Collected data
PR #832, opened 2017-12-14
Add three points to the style guide

mortberg:
Some additions to the style guide as discussed in https://github.com/UniMath/UniMath/pull/816.

### DIFF
--- a/UniMath/README.md
+++ b/UniMath/README.md
@@ -55,8 +55,9 @@ less fragile and to make the files have a more uniform and pleasing appearance.
 * Start all proofs with `Proof.` on a separate line and end it with
   `Defined.` on a separate line, as this makes it possible for us to generate
   HTML with expansible/collapsible proofs.
-* Use `Definition` for definitions and, `Lemma` or `Theorem` for
-  proofs of properties about the definitions.
+* Use `Lemma`, `Proposition`, or `Theorem` for proofs of propositions;
+  for defining elements of types that are not propositions, use
+  `Definition`.
 * Use Unicode notation freely, but make the parsing conventions uniform across files, and consider
   putting them into a scope.
 * Each line should be limited to at most 100 (unicode) characters.  The
--- a/UniMath/README.md
+++ b/UniMath/README.md
@@ -55,6 +55,8 @@ less fragile and to make the files have a more uniform and pleasing appearance.
 * Start all proofs with `Proof.` on a separate line and end it with
   `Defined.` on a separate line, as this makes it possible for us to generate
   HTML with expansible/collapsible proofs.
+* Use `Definition` for definitions and, `Lemma` or `Theorem` for
+  proofs of properties about the definitions.
 * Use Unicode notation freely, but make the parsing conventions uniform across files, and consider
   putting them into a scope.
 * Each line should be limited to at most 100 (unicode) characters.  The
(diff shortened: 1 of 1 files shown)


siddharthist:
LGTM! Thanks 😄

UniMath/README.md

## [YOUR GOAL]
Reproduce every line above containing "fragile".

## [RESPONSE FOR THIS EXERCISE]
@@ -55,8 +55,9 @@ less fragile and to make the files have a more uniform and pleasing appearance.
@@ -55,6 +55,8 @@ less fragile and to make the files have a more uniform and pleasing appearance.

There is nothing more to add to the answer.